- A personal loan balance transfer yields savings for borrowers when done correctly
- But there won’t be much savings when you do it at the wrong time - Read here about the times when a balance transfer won’t be good
It’s always a joy to see a lender approaching you for a personal loan balance transfer and saving you handsome money. The balance transfer is a process by which you can switch your personal loan to another lender at a lower rate of interest. Since the personal loan interest rate can be in the high double digits, switching your portfolio to another lender at a lower rate will reduce your overall outgo. That said, you should not do it just for the sake of it! There are situations when a balance transfer does not yield you much, which you will read in this post. Let’s get started!
Table of Contents
- 1 Situations When You Can Say ‘NO’ to a Personal Loan Balance Transfer
- 2 How to Calculate the Repayment Estimates for a Balance Transfer?
Situations When You Can Say ‘NO’ to a Personal Loan Balance Transfer
A personal loan balance transfer won’t yield if you don’t do it at the right time, when the offered interest rate is not that lower than the present one, etc. And when you read these situations in detail, you will get to know our point even better. So, let’s read all these without any further delay.
When You Don’t do a Personal Loan Balance Transfer at the Right Time
As they say, do the RIGHT thing at the RIGHT time to get the RIGHT result, the same thing applies to a personal loan balance transfer too! If you don’t do a balance transfer at the right time, you could have very little savings. So, you won’t enjoy doing the formalities associated with the same. But what is the WRONG time for a Personal Loan Balance Transfer? Well, it would be like when the loan has very little time left.
So, if your personal loan is for 5 years and has completed 4 years of its journey, you better not do a balance transfer. The savings won’t be much as you would already have paid a huge chunk of interest till now. And, with balance transfer charges, the savings would reduce further. The Right time for a Personal Loan Balance Transfer would be when the loan has covered 50% or less than that of its credit journey.
When the Offered Interest Rate on a Personal Loan Balance Transfer is not That Lower
Yes, a personal loan balance transfer deal will come at a lower rate of interest than the existing one. But how much lower the offered rate is will matter eventually. So, if your existing personal loan is running at 18%, don’t accept a balance transfer at 16%. Look for a deal where the interest rate would be around 11-13%, if not any lesser. A slightly lower rate will decrease the monthly installment and overall interest payment, but that won’t be much.

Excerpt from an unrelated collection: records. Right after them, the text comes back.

PR #367, opened 2018-03-12
Accessible text for Edit links

katstevens:
Trello: https://trello.com/c/sYJYKnK9/58-how-summary-tables-handle-their-links-means-pages-can-contain-multiple-links-with-duplicate-text

If there are multiple links on a page with the same text, it can be confusing for screen reader users. This PR adds context in hidden text spans for the following links:
- Editing an admin user (`admin-manager` role)
- Uploading/downloading a supplier agreement file (`admin-ccs-sourcing` role)
- Editing a supplier declaration (`admin-ccs-sourcing` role)
- Editing a supplier service (`admin-ccs-category` role)
- Viewing unapproved supplier service edits (`admin-ccs-category` role)

This should be reviewed by a content designer (just in case) as well as a dev.

Also fixes some single/double apostrophe clashes.

See previous PRs for Brief Responses and Supplier FEs: 
https://github.com/alphagov/digitalmarketplace-brief-responses-frontend/32
https://github.com/alphagov/digitalmarketplace-supplier-frontend/pull/804

### DIFF
--- a/app/templates/_view_suppliers_agreements.html
+++ b/app/templates/_view_suppliers_agreements.html
@@ -23,55 +23,55 @@
 
     {% call summary.row() %}
       {% call summary.field() %}
-       <a href="{{ url_for(".view_supplier_declaration", supplier_id=item.id, framework_slug="g-cloud-7") }}">Edit declaration</a>
+       <a href="{{ url_for('.view_supplier_declaration', supplier_id=item.id, framework_slug='g-cloud-7') }}">Edit <span class="visually-hidden">G-Cloud 7 </span>declaration</a>
       {% endcall %}
       {% call summary.field() %}
-        <a href="{{ url_for(".view_supplier_declaration", supplier_id=item.id, framework_slug="digital-outcomes-and-specialists") }}">Edit declaration</a>
+        <a href="{{ url_for('.view_supplier_declaration', supplier_id=item.id, framework_slug='digital-outcomes-and-specialists') }}">Edit <span class="visually-hidden">Digital Outcomes and Specialists </span>declaration</a>
       {% endcall %}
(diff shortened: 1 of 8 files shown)


katstevens:
Agreed that the whole `view_suppliers_agreements.html` is a bit odd. It's hard to navigate as a sighted user, I can't imagine how annoying it must be for a screen reader user:

view-suppliers-agreements-ugh

I will see if I can make the links a little less awful.

CrystalPea:
@katstevens oh wow, that is a one crowded page 😮. 
Maybe we will be able to get rid of G-Cloud-7 at some point at least? 🤔 

Anyway, thanks for taking time to improve the accessibility 💖.

katstevens:
The up and down arrows aren't part of the link and so it's difficult to sensibly put them in a `summary.link`, which also renders the table cell. Most of the other cells have `rowspan=3` which is also not supported by `summary.link`. I think either this table has to get a full redesign, or the messy links stay 😿

CrystalPea:
I guess they stay for now then and we can highlight it to @laurenceberry and to whoever else it would be good to highlight it to? What do you think? Also if you need help let me know :).

katstevens:
We should flag it to whoever is going to have to update the Admin for G-10 😸 The poor CCS Sourcing team will have to wade through 6 columns instead of 5.

CrystalPea:
👍

katstevens:
Have added a tech debt ticket - this may (should?) get prioritised to a mission team dealing with G10 next quarter: https://trello.com/c/T2mJhHMp/389-admin-framework-agreement-management-page-will-need-to-fit-in-g-cloud-10-somehow

PR #373, opened 2018-03-22
Flash messages in the Admin FE

katstevens:
Trello: https://trello.com/c/arqFIzNG/301-flash-messages-admin-app

- Moves flash message content out of templates and into Python code
- Replaces `notification-banner.html` toolkit template with `flash_messages.html`
- Replaces a destructive action (for removing countersigned agreements) flash message with a conditional query param flag, following the pattern for removing supplier services from a framework
- Refactors `assert_flashes` helper function to be a method on the `BaseApplicationTest` class, as per other apps. The method can now assert multiple flash messages on the same page (eg uploaded communications/clarifications).

I've split out the different features into their own commits for ease of review - I can squash later.

### DIFF
--- a/app/main/views/suppliers.py
+++ b/app/main/views/suppliers.py
@@ -6,6 +6,7 @@ from dateutil.parser import parse as parse_date
 from dmapiclient import HTTPError, APIError
 from dmapiclient.audit import AuditTypes
 from dmutils import s3
+from dmutils.config import convert_to_boolean
 from dmutils.documents import (
     AGREEMENT_FILENAME, COUNTERPART_FILENAME,
     file_is_pdf, get_document_path, get_extension, get_signed_url,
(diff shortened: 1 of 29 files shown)


app/main/views/suppliers.py
```diff
@@ -22,6 +22,23 @@
...
+AGREEMENT_APPROVED_MESSAGE = 'The agreement for {organisation_name} was approved. ' \
+                             'They will receive a countersigned version soon.'
+AGREEMENT_APPROVAL_CANCELLED_MESSAGE = 'The agreement for {organisation_name} had its approval cancelled. ' \
+                                       'You can approve it again at any time.'
+UPLOAD_COUNTERSIGNED_AGREEMENT_MESSAGE = "Countersigned agreement file was uploaded"
+COUNTERSIGNED_AGREEMENT_NOT_PDF_MESSAGE = "Countersigned agreement file is not a PDF"
+SUPPLIER_SERVICES_REMOVED_MESSAGE = "You removed all of {supplier_name}'s '{framework_name}' services"
+SUPPLIER_USER_MESSAGES = {
+    'user_invited': 'User invited',
+    'user_not_invited': 'Not invited',
```
galund: This one isn't actually used?

app/main/views/suppliers.py
```diff
@@ -232,6 +246,8 @@ def list_countersigned_agreement_file(supplier_id, framework_slug):
     agreements_bucket = s3.S3(current_app.config['DM_AGREEMENTS_BUCKET'])
     countersigned_agreement_document = agreements_bucket.get_key(supplier_framework.get('countersignedPath'))
 
+    remove_countersigned_agreement_confirm = request.args.get('remove_countersigned_agreement') == 'True'
```
galund: (Nitpicking now) Is it me or is the capital letter here a bit eugh?
```
bool(yaml.safe_load(request.args.get('remove_countersigned_agreement', '')))
```
I think maybe even for suggesting this I should probably go and have a lie down.

risicle: We do somewhere amongst our legions of functions which call functions which call functions (...) have a "is string yes-sy?" function.

katstevens: Yes-y or truthy? I don't really want to accept any old truthy string - I've been stung by params like `are_you_sure=no` in the past.

I will definitely make `true` lower case though. As you may be able to tell I didn't expend a great deal of thought on this bit :)

risicle: Yes-y. Truthy would just be `bool(mystr)`.

katstevens: I've used the utils `convert_to_boolean` (I think that's the one you meant?) which should cover the common cases.

katstevens:
Thanks both - I'll squash then merge.

PR #375, opened 2018-04-04
config: add user.marketplace.team to DM_NOTIFY_REDIRECT_DOMAINS_TO_ADDRESS

risicle:
This means our functional tests which use sanitized db dump accounts could
send emails and they also then have an email domain available to them that
is admin-qualified.

What do people think?

Should I _also_ add a `admin.example.gov.uk` explicitly for this purpose?

### DIFF
--- a/config.py
+++ b/config.py
@@ -101,6 +101,7 @@ class Live(Config):
     DM_NOTIFY_REDIRECT_DOMAINS_TO_ADDRESS = {
         "example.com": "success@simulator.amazonses.com",
         "example.gov.uk": "success@simulator.amazonses.com",
+        "user.marketplace.team": "success@simulator.amazonses.com",
     }
 
     NOTIFY_TEMPLATES = {


galund:
I don't understand what the point is of redirecting any of these emails to the Amazon test address?

risicle:
Because *not* redirecting them potentially annoys Notify because they get loads of bounces.

galund:
If we're going to do something special anyway, then we might as well not bother sending the emails. 

I'm quite surprised that Notify care given that they must handle zillions of bounces every day, I'd have thought they'd *more* care that we are making API calls at all when we don't even actually want to send an email :-)

risicle:
But that's why it's an *integration* test. See https://trello.com/c/YQB2HkiD/225-functional-tests-send-emails-to-invalid-email-addresses

galund:
Sure, okay fine then. I still think it's a bug in Notify if their simulate-delivered addresses don't actually correctly simulate delivery - we shouldn't really be using the amazon one here.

Whereas, if you execute the deal at a rate lower than the existing one 5-6%, the savings will be substantial. Let’s understand with an example below.
Example – Your personal loan of INR 8 lakh at 18% has been running for 2 years. It still has another 3 years left. Now, if you are offered two balance transfer opportunities at 16% and 12%, how much more will you gain from the latter? Let’s find out!

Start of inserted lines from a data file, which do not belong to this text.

PR #379, opened 2018-04-27
 Add link to 'change password' to admin dashboard

CrystalPea:
The link has been placed in a new section, 'Account settings', to make it consistent with other apps

This work follows our security report recommendation (see ticket for link to report)
The Trello ticket: https://trello.com/c/TieWrBG5/44-password-reset-link-from-logged-in-session

screen shot 2018-04-27 at 12 12 24

### DIFF
--- a/app/templates/_base_page.html
+++ b/app/templates/_base_page.html
@@ -22,6 +22,7 @@
   {% block breadcrumb %}{% endblock %}
   <div id="wrapper">
     <main id="content" role="main">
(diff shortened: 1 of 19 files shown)


katstevens:
We've looked at the dashboard with different admin role accounts, and the larger heading size looks kind of weird as well (because the admin dashboard itself never really got a proper design), but has the added disadvantage of drawing attention to a link that's less frequently used. So we'll stick with the smaller heading for now: we can always change it later.

PR #380, opened 2018-05-08
3. Update user csv download to reflect new api response

benvand:
See:
https://github.com/alphagov/digitalmarketplace-api/pull/748


samuelhwilliams:
As-is this will leave us incompatible for a short interim period. Are we happy with this? If yes and we can release at a time where users won't be affected, that's probably alright.

If not, we'll need to do this as two PRs.

PR #381, opened 2018-05-08
1. Remove field as interim compatibility measure whilst we update the api

benvand:
Remove field to make way for changes to api
https://github.com/alphagov/digitalmarketplace-api/pull/748


samuelhwilliams:
As discussed, we could maybe duplicate the field under the new key name so that the report still compiles with all of the information.

PR #1048, opened 2024-09-13
debug: Add loggin before/after various routing functions

tahini:
To investigate issue #1011 on instances, we add logs before and after
the calculation functions, each individual mode calculation and the
trRouting requests. The log messages include the origin/destination
coordinates to allow to track individual queries. These can be matched
with the odTripIndex from a log message in the batch routing task.

### DIFF
--- a/packages/chaire-lib-backend/src/services/routing/Routing.ts
+++ b/packages/chaire-lib-backend/src/services/routing/Routing.ts
@@ -123,7 +123,10 @@ export class Routing {
         // ** backend
         const routingPromises: Promise<TransitOrRouteCalculatorResult>[] = [];
 
-        console.log(`Routing beginning with ${routingAttributes.routingModes.length} modes`);
+        const origDestStr = `${routingAttributes.originGeojson.geometry.coordinates.join(',')} to ${routingAttributes.destinationGeojson.geometry.coordinates.join(',')}`;
+        console.log(
+            `tripRouting: Routing beginning with ${routingAttributes.routingModes.length} modes for ${origDestStr}`
+        );
         for (const routingMode of routingAttributes.routingModes) {
             if (isCancelled && isCancelled()) {
                 throw 'Cancelled';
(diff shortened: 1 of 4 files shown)


packages/transition-backend/src/services/transitRouting/TrRoutingBatch.ts
```diff
@@ -145,7 +145,8 @@ class TrRoutingBatch {
                     console.log(
                         'calc/sec',
                         Math.round(
-                            (100 * completedRoutingsCount) / ((1 / 1000) * (performance.now() - benchmarkStart))
+                            (100 * (completedRoutingsCount - startIndex)) /
```
greenscientist, line 148: This is starting to get complex, would benefit having a comment

packages/chaire-lib-backend/src/services/routing/Routing.ts
```diff
@@ -123,7 +123,10 @@ export class Routing {
         // ** backend
         const routingPromises: Promise<TransitOrRouteCalculatorResult>[] = [];
 
-        console.log(`Routing beginning with ${routingAttributes.routingModes.length} modes`);
+        const origDestStr = `${routingAttributes.originGeojson.geometry.coordinates.join(',')} to ${routingAttributes.destinationGeojson.geometry.coordinates.join(',')}`;
```
greenscientist, line 126: could be nice to be in a "toString" function instead

greenscientist (approved):
Accepting, but the             const origDestStr = `${odTrip.attributes.origin_geography.coordinates.join(',')} to ${odTrip.attributes.destination_geography.coordinates.join(',')}`;
that repeats in many place would benefit being in a function that simply both the origin and destination

tahini:
Added a comment for calculation, I'll open an issue for the utility function, as we may not necessarily want to keep the logs as is for the future. This is for very short term debugging

greenscientist:
> Added a comment for calculation, I'll open an issue for the utility function, as we may not necessarily want to keep the logs as is for the future. This is for very short term debugging

Ok. But printing an OD pair seems to be a very useful things for us in general!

|Personal Loan Details||Balance Transfer Cost Estimates When the Offered Rate is 16% (In INR)||Balance Transfer Cost Estimates When the Offered Rate is 12% (In INR)|
|EMI Payable on INR 8 Lakh at 18%||20,315||20,315|
|Interest Payable on INR 8 Lakh at 18%||4,18,885||4,18,885|
|Interest Paid Till Now||2,49,474||2,49,474|
|Present Outstanding Loan Balance||5,61,919||5,61,919|
|EMI Payable After Balance Transfer||19,755||18,664|
|Interest Payable After Balance Transfer||1,49,276||1,09,976|
|Interest Paid Till Now + Interest Payable After Balance Transfer||3,98,750||3,59,450|
You could see a much higher savings of INR 59,435 when choosing a balance transfer offer at 12% compared to INR 20,135 when switching at an interest rate of 16% per annum.
High Balance Transfer Charges Could Kill the Joy!

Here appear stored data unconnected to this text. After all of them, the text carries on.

PR #1056, opened 2024-09-18
API: Change `summary` endpoint from GET to POST

tahini:
This API should mirror the `route` API, which is also a POST. While they could be GET API, as the same parameters expect to return the same data and it does not trigger any data update in the system, the fact that they pass geojson features makes it easier to use a POST request. For a GET, ideally, only the coordinates should be returned.

### DIFF
--- a/docs/APIv1/API.yml
+++ b/docs/APIv1/API.yml
@@ -85,7 +85,7 @@ paths:
                 $ref: 'routingModes.yml#/routingModes'
   
   /api/v1/summary:
-    get:
+    post:
       summary: Get summary of route calculation result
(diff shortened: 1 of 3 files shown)


greenscientist (commented):
Is it possible to add a unit test that would have catched the issue of the fact that we were using a GET instead lf a POST??

tahini:
> Is it possible to add a unit test that would have catched the issue of the fact that we were using a GET instead lf a POST??

I wish. We are using `supertest`. Ideally, it would not accept a `send` call on the `get` request, but it does.

GabrielBruno24 (approved):

PR #1061, opened 2024-09-20
Move the TransitRoutingService to the backend

tahini:
* Move the types used in the current `TrRoutingService` to their own files
* Rename the current `TrRoutingService` to `TransitRoutingService`, which seems less tied to the `trRouting` calculator

* Move the `TransitRoutingService` class to the backend and delete the `TrRoutingServiceManager` who is not necessary anymore. This also allows to remove the socket routes used for the trRouting queries, as all frontend component already use the `routing.calculate` socket route to direct all their calculations to the backend.


kaligrafy (approved):

tahini:
Je merge car j'iamerais tester si ça fixe les batchs sur les instances

PR #1067, opened 2024-09-25
Allow the process manager to configure log files count and sizes

tahini:
* Use named objects instead of ordinal parameters for the numerous function parameters. This makes a call more readable, make it easier to fine-tune specific parameters while keeping the default values for others, and will make adding yet more parameters simpler.

* Let `ProcessManager` support log file count and size as extra parameter

* Let `TrRoutingProcessManager` support log file count and size as extra parameter. `startBatch` now also supports the `debug` option.

* Add tests for the new functionalities

### DIFF
--- a/examples/config.js
+++ b/examples/config.js
@@ -25,12 +25,16 @@ module.exports = {
     //         single: {
     //           port: 4000,
     //           // Enable caching of connections for all scenarios in trRouting. Will use more memory
-    //           cacheAllScenarios: false
+    //           cacheAllScenarios: false,
+    //           debug: false,
+    //           logs: { maxFileSizeKB: 5120, nbFiles: 3 }
     //         },
     //         batch: {
     //           port: 14000,
     //           // Enable caching of connections for all scenarios in trRouting. Will use more memory and may not be necessary for batch calculations as currently there's only one scenario per task
-    //           cacheAllScenarios: false
+    //           cacheAllScenarios: false,
+    //           debug: false,
+    //           logs: { maxFileSizeKB: 5120, nbFiles: 3 }
     //         }
     //       }
     //     }
--- a/packages/chaire-lib-backend/src/utils/processManagers/OSRMProcessManager.ts
+++ b/packages/chaire-lib-backend/src/utils/processManagers/OSRMProcessManager.ts
@@ -139,7 +139,9 @@ const start = function (parameters = {} as any): Promise<any> {
         const commandArgs = getOsrmRoutedStartArgs(osrmDirectoryPath, mode, port);
         const waitString = 'running and waiting for requests';
 
-        resolve(ProcessManager.startProcess(serviceName, tagName, command, commandArgs, waitString, true));
+        resolve(
+            ProcessManager.startProcess({ serviceName, tagName, command, commandArgs, waitString, useShell: true })
+        );
     });
 };
 
@@ -167,7 +169,15 @@ const restart = function (parameters): Promise<any> {
         const waitString = 'running and waiting for requests';
 
         resolve(
-            ProcessManager.startProcess(serviceName, tagName, command, commandArgs, waitString, true, undefined, true)
+            ProcessManager.startProcess({
+                serviceName,
+                tagName,
+                command,
+                commandArgs,
+                waitString,
+                useShell: true,
+                attemptRestart: true
+            })
         );
     });
 };
--- a/packages/chaire-lib-backend/src/utils/processManagers/ProcessManager.ts
+++ b/packages/chaire-lib-backend/src/utils/processManagers/ProcessManager.ts
@@ -60,7 +60,7 @@ const getLoggerName = function (tagName: string, serviceName: string) {
     return `${tagName}Logger_${serviceName}_`;
 };
 
-const setupLogger = function (tagName: string, serviceName: string) {
+const setupLogger = function ({ tagName, serviceName }: { tagName: string; serviceName: string }) {
     const loggerName = getLoggerName(tagName, serviceName);
     serviceLocator.addService(
         loggerName,
@@ -80,16 +80,25 @@ const setupLogger = function (tagName: string, serviceName: string) {
     return loggerName;
 };
 
-const startProcess = async function (
-    serviceName: string,
-    tagName: string,
-    command: string,
-    commandArgs: any,
-    waitString: string,
-    useShell: boolean,
-    cwd?: string,
+const startProcess = async function ({
+    serviceName,
+    tagName,
+    command,
+    commandArgs,
+    waitString,
+    useShell,
+    cwd,
     attemptRestart = false
-): Promise<any> {
+}: {
+    serviceName: string;
+    tagName: string;
+    command: string;
+    commandArgs: any;
+    waitString: string;
+    useShell: boolean;
+    cwd?: string;
+    attemptRestart?: boolean;
+}): Promise<any> {
     return new Promise((resolve) => {
         // Check if we already a process running for that serviceName
         // TODO Should be an await instead of then but need to rework the promise to make it work
@@ -99,7 +108,7 @@ const startProcess = async function (
             const doStart = function () {
                 // If we reached this point, we don't have a process running or it was stopped
 
-                const loggerName = setupLogger(tagName, serviceName);
+                const loggerName = setupLogger({ tagName, serviceName });
 
                 const spawnParams = {
                     shell: useShell,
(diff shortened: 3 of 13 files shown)


samuel-duhaime (approved):
Good.

tahini:
I added the possibility to configure the log files and whether to run in debug in the config file by default, with always the possibility to override in individual calls, but we don't support it yet.

@greenscientist fwiw we can now allow more log files and of larger sizes in our instances and we could support running in debug in some instances if required, batch and not batch separately.

greenscientist:
Kinda wondering if we should just strip all this out and let the standard OS tools handle log management.

greenscientist:
@tahini, as-tu regardé si il existait des modules standard pour gérer tout ça ?

tahini:
> @tahini, as-tu regardé si il existait des modules standard pour gérer tout ça ?

C'est ce que winston fait, on peut envoyer les logs où on veut. Ceci a l'avantage que qqn qui fait rouler Transition peut contrôler le logging. Si on laisse l'OS faire, il faudrait documenter la procédure ou configurer un autre outil séparément.

packages/chaire-lib-backend/src/utils/processManagers/ProcessManager.ts
```diff
@@ -86,18 +97,23 @@ const startProcess = async function ({
...
     serviceName: string;
     tagName: string;
     command: string;
     commandArgs: any;
     waitString: string;
-    useShell: boolean;
+    useShell?: boolean;
     cwd?: string;
     attemptRestart?: boolean;
+    logFiles?: {
```
greenscientist, line 113: Do we realely need a struct in a struct? This make calling the function a bit more complex with useful reason.

packages/chaire-lib-backend/src/utils/processManagers/ProcessManager.ts
```diff
@@ -60,7 +60,17 @@ const getLoggerName = function (tagName: string, serviceName: string) {
     return `${tagName}Logger_${serviceName}_`;
 };
 
-const setupLogger = function ({ tagName, serviceName }: { tagName: string; serviceName: string }) {
+const setupLogger = function ({
+    tagName,
+    serviceName,
+    nbFiles = 1,
+    maxFileSizeKb = 1000
```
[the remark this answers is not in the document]
greenscientist: Also, a bit unreleated, but 1 meg is probably a bit small to be the default value. Thoughts?

packages/chaire-lib-backend/src/utils/processManagers/TrRoutingProcessManager.ts
```diff
@@ -14,6 +14,13 @@ import config from '../../config/server.config';
 // Set 2 threads as default, just in case we have more than one request being handled
 const DEFAULT_THREAD_COUNT = 2;
 
+type StartParameters = {
```
greenscientist, line 17: Please add a command to mention what is that type and where it will be used.

greenscientist: If it's of general use it should be in the ProcessManager file. Otherwise it whould be named TrRouting something...

packages/chaire-lib-backend/src/utils/processManagers/TrRoutingProcessManager.ts
```diff
@@ -22,10 +29,17 @@ const startTrRoutingProcess = async (
...
     attemptRestart = false,
     threadCount = 1,
-    parameters: { debug?: boolean; cacheDirectoryPath?: string; cacheAllScenarios?: boolean } = {
-        debug: false,
-        cacheDirectoryPath: undefined,
-        cacheAllScenarios: false // Flag to enable the trRouting connection cache for all scenario
+    {
+        debug = false,
+        cacheDirectoryPath,
+        // Flag to enable the trRouting connection cache for all scenario
```
greenscientist, line 35: Is it possible to keep the comment after the param to make it clear to which entry it's related.

packages/chaire-lib-backend/src/utils/processManagers/TrRoutingProcessManager.ts
```diff
@@ -81,15 +96,16 @@ const startTrRoutingProcess = async (
...
     const port = parameters.port || Preferences.get('trRouting.port');
     const cacheAllScenarios =
         config.trRoutingCacheAllScenarios === undefined ? false : config.trRoutingCacheAllScenarios;
 
     const params: Parameters<typeof startTrRoutingProcess>[3] = {
         debug: parameters.debug,
         cacheDirectoryPath: parameters.cacheDirectoryPath,
-        cacheAllScenarios: cacheAllScenarios
+        cacheAllScenarios: cacheAllScenarios,
+        logFiles: parameters.logFiles
```
greenscientist: Not sure it's a good idea of expose the logFiles setting externally. We should know what we expect here.

examples/config.js
```diff
@@ -17,6 +17,19 @@ module.exports = {
 
     // Enable caching of connections for all scenarios in trRouting. Will use more memory
     trRoutingCacheAllScenarios: false,
+    // Extra options for running trRouting
```
greenscientist, line 20: We if add a config block for trRouting, then we need to move the cacheAllFlag inside of it.

greenscientist: We should also move the port number there.

greenscientist (changes requested):

packages/chaire-lib-backend/src/utils/processManagers/OSRMProcessManager.ts
```diff
@@ -139,7 +139,9 @@ const start = function (parameters = {} as any): Promise<any> {
         const commandArgs = getOsrmRoutedStartArgs(osrmDirectoryPath, mode, port);
         const waitString = 'running and waiting for requests';
 
-        resolve(ProcessManager.startProcess(serviceName, tagName, command, commandArgs, waitString, true));
+        resolve(
+            ProcessManager.startProcess({ serviceName, tagName, command, commandArgs, waitString, useShell: true })
```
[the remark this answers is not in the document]
tahini: Yes it's magic, we never do serviceName: serviceName in javascript

packages/chaire-lib-backend/src/utils/processManagers/TrRoutingProcessManager.ts
tahini: Another option for this PR would be to simply put the winston config in the config.js file (maybe not exactly the config, but something tha twill allow us to easily build that config). That would avoid all the parameter passing, each service can get its log configuration and we won't have to add too much when we want to support something else than log files.

packages/chaire-lib-backend/src/utils/processManagers/ProcessManager.ts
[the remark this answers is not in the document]
tahini: Defaults to 3 files of 5MB each now, for the processManager and specifically for trRouting as well

packages/chaire-lib-backend/src/utils/processManagers/TrRoutingProcessManager.ts
tahini: Done, this is for the TrRotuingProcessManager only

packages/chaire-lib-backend/src/utils/processManagers/TrRoutingProcessManager.ts
tahini: I updated so log files are only configurable through the config, there's no use case for individually setting it.

examples/config.js
tahini: Done in previous PR

tahini:
@greenscientist I rebase and updated to address all your comments. With this, next time we need to investigate some trRouting related errors, we'll be ready to configure debug and logging in our instances.

packages/chaire-lib-backend/src/utils/processManagers/ProcessManager.ts
```diff
@@ -12,6 +12,8 @@ import serviceLocator from 'chaire-lib-common/lib/utils/ServiceLocator';
 import ProcessUtils from './ProcessUtils';
 
 const PID_DIRECTORY = 'pids';
+const DEFAULT_LOG_FILE_COUNT = 3; // 3 files
```
greenscientist, line 15: Shouldn't those be removed in the last commit, now that we have default in the config file???

greenscientist (commented):
One last question.

packages/chaire-lib-backend/src/utils/processManagers/ProcessManager.ts
greenscientist: Can we combine those constant somehow? Can the trRouting default config information use those constant ?

tahini: Moved to the config file

greenscientist (approved):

The savings you see above will see a deduction of the charges associated with a personal loan balance transfer. So, the savings will reduce by some amount. Even then, the 12% offered rate will have substantial savings for you. But some lenders can charge much on a balance transfer, so you need to avoid switching your loan there.
Balance transfer comes at a flat fee or a certain percentage of the transferred loan balance. At the same time, your existing lender could also charge on the foreclosure at 2-5% of the outstanding loan balance plus Goods and Services Tax (GST).
So, factor in the charges and then see how much you will save in the end. If that comes as a good sum, a balance transfer will make sense. Otherwise, continue to service the loan at the present pace.
These are some situations when you can avoid a personal loan balance transfer. Now let’s look at how you should calculate the repayment estimates of a balance transfer.
How to Calculate the Repayment Estimates for a Balance Transfer?
You can use the Personal Loan EMI Calculator to calculate the repayment estimates for a balance transfer and choose the best option for yourself. The calculator is available online, so you need to enter the loan amount, interest rate and tenure to ascertain the Equated Monthly Installment (EMI) and interest payable on a balance transfer. Doing such calculations will help you plan a balance transfer better.